ExpYear <- gapminder %>%
group_by(continent, year) %>%
summarise(lifeExp=mean(lifeExp))
ggplot(ExpYear, aes(x=year, y=lifeExp, color=continent)) +
geom_point(size=1.5) +
geom_smooth(aes(fill=continent), method="lm") +
labs(x = "Year", y = "Life Expectancy", fill = "Continent", colour = "Continent") +
scale_colour_brewer(palette = "Set1") +
scale_fill_brewer(palette = "Set1") +
scale_x_continuous(breaks=seq(1952,2007,5)) +
scale_y_continuous(breaks = seq(40,80,5)) +
theme_bw() +
theme(axis.title = element_text(size = 14), legend.title = element_text(size = 14))
Plot 2 displays the relationships between average life expectancy (y-axis) grouped by continent (fill colour) over years beginning in 1952 and ending in 2007, in increments of 5 years (x-axis). As shown, each continent’s average life expectancy appears to be increasing over the years and the rate of change between continents appeared to increase at a relatively similar rate within this range of time. The continent with the lowest average life expectancy across the years was Africa, and the continent with the highest across the years was Oceania. The continents of the Americas and Asia appear to be trending towards an interaction.
label_year <- GDPLifeExp %>%
filter(year == max(year) | year == min(year))
ggplot(GDPLifeExp, aes(x = lifeExp, y = gdpPercap, colour = continent)) +
geom_point(size = 2, alpha = 0.6) +
geom_text(data = label_year, aes(label = year),show.legend = FALSE, nudge_x = -2, fontface="bold") +
labs(x = "Life Expectancy", y = "GDP per Capita", fill = "Continent", colour = "Continent") +
scale_colour_brewer(palette = "Set1") +
scale_fill_brewer(palette = "Set1") +
scale_x_continuous(breaks = seq(40,80,5)) +
scale_y_continuous(breaks = seq(0,30000,2500)) +
theme_bw() +
theme(axis.title = element_text(size = 14), legend.title = element_text(size = 14))

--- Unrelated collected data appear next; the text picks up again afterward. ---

PR #1616, opened 2018-07-05
Don't reset blacklist expiration time

mattmcdev:
Currently, a blacklisted token can be used for an infinite amount of time when using the blacklist grace period, so long as a request is made at least once every x seconds (where x is the value of `blacklist_grace_period`).

This change ensures that the reset time on a blacklisted token is not reset every time a request is made.

### DIFF
--- a/src/Blacklist.php
+++ b/src/Blacklist.php
@@ -71,6 +71,11 @@ class Blacklist
             return $this->addForever($payload);
         }
 
+        // if we have already added this token to the blacklist
+        if (! empty($this->storage->get($this->getKey($payload)))) {
+            return true;
+        }
+
         $this->storage->add(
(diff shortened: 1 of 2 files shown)


tymondesigns:
Sorry for the _very_ late response, I think this is valid point and I'm happy to add it if you would be so kind to fix the tests? If not then I will pull this down and adjust myself when I have time

mattmcdev:
I've updated the tests to `allows` the `get` call, but this was introduced in mockery 1.0.0 so fails for PHP < 5.6.

Does PHP < 5.6 still need to be supported? Or do you know a better way to let the tests pass?

tymondesigns:
@mattmcdonald-uk I have pulled down your PR and fixed the issues here - see #1775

Plot 3 displays the relationships between average GDP per Capita (y-axis) and average life expectancy (x-axis) grouped by continent (fill colour) and also displays the start (1952) and end point (2007) of years for each continent (labeled). As shown, each continent displays a positive relationship between average GDP per Capita and life expectancy from 1952 to 2007, suggesting that as average GDP per Capita increases, average life expectancy also increases. The relationship between average life expectancy and average GDP per Capita in Africa showed the lowest rate of change, with minimal increases in both average GDP per Capita and average life expectancy from 1952 to 2007. The Americas and Asia displayed similar relationships between average GDP per Capita and average life expectancy, whereby increases in average life expectancy and GDP per Capita appeared to occur at a relatively steady rate from 1952 to 2007 with no overly distinct patterns of change. Europe and Oceania exhibited similar relationships between average GDP per Capita and average life expectancy, with prominent increases in average life expectancy and average GDP per Capita occurring from 1952 to 2007.